[Records contained in a dataset]
──────────────────────────────

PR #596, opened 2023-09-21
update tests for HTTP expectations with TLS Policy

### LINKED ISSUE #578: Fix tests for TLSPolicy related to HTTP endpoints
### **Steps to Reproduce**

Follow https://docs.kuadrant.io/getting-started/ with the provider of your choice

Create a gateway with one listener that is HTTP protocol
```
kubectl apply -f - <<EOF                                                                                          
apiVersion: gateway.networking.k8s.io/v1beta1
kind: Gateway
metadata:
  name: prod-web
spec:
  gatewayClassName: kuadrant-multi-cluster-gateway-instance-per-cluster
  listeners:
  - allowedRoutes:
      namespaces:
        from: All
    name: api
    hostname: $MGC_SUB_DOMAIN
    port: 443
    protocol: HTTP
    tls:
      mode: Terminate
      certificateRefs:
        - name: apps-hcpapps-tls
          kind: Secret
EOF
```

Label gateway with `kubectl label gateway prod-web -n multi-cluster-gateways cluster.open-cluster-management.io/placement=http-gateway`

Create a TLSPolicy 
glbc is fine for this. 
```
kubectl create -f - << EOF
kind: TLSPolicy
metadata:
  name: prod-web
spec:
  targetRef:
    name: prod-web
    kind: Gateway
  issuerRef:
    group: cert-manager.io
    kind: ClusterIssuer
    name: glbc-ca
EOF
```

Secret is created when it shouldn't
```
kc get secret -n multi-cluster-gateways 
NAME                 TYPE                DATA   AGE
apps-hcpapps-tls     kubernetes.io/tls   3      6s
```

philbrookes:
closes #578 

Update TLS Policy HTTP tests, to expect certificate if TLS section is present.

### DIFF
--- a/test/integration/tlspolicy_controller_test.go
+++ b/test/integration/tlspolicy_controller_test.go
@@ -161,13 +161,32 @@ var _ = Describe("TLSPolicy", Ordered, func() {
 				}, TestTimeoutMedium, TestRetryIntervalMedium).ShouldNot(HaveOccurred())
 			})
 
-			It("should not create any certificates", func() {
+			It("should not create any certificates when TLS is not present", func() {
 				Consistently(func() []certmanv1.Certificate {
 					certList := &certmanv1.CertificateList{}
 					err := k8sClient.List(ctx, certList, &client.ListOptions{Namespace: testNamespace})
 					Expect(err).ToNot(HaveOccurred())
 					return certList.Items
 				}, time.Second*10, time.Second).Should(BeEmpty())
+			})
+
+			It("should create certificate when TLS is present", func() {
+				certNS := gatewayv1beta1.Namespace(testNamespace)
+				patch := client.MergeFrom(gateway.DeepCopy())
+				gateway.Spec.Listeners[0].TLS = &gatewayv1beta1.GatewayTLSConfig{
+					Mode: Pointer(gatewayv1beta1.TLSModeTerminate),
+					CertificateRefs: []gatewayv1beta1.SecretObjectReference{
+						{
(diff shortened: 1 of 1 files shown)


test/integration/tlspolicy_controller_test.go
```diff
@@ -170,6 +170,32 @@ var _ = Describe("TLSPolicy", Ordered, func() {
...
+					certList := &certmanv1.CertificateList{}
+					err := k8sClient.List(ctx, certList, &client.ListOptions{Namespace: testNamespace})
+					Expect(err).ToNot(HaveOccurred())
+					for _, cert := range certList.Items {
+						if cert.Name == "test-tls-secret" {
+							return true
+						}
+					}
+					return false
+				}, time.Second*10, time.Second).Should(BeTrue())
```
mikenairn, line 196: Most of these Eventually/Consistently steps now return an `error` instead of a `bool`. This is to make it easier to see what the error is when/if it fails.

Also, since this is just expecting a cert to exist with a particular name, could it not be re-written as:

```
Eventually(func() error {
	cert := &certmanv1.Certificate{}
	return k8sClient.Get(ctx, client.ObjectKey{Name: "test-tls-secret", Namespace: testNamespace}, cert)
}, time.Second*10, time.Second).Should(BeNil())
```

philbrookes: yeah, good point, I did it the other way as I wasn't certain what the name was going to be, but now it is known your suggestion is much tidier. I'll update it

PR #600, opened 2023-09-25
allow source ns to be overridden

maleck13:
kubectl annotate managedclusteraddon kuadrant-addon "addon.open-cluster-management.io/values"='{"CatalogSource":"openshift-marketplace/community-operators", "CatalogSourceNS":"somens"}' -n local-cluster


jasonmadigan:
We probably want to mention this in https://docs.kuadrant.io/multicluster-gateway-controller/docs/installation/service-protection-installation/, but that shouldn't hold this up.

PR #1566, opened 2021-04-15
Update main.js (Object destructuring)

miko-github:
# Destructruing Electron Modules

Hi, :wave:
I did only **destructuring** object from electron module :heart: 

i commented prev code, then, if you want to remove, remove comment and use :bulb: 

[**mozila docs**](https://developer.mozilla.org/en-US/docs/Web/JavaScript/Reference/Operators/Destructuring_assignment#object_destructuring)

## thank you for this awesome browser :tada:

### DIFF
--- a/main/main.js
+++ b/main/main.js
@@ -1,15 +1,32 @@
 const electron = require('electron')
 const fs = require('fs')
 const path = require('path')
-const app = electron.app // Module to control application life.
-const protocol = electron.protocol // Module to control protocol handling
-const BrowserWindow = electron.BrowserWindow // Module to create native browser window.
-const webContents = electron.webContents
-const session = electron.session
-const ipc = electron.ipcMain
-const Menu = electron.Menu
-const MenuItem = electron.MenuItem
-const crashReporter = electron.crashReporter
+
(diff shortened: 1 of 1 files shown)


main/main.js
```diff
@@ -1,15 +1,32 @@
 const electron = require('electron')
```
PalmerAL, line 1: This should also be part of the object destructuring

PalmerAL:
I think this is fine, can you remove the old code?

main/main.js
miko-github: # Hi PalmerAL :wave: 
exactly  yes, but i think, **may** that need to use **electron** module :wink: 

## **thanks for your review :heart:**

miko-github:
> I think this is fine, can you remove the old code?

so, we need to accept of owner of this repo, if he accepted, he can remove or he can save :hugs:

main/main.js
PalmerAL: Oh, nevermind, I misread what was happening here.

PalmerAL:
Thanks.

──────────────────────────────

* _Directions_: Whenever a line of the records holds the string "heart", pick it out and copy it.

* _Answer to this exercise_:
I did only **destructuring** object from electron module :heart: 
## **thanks for your review :heart:**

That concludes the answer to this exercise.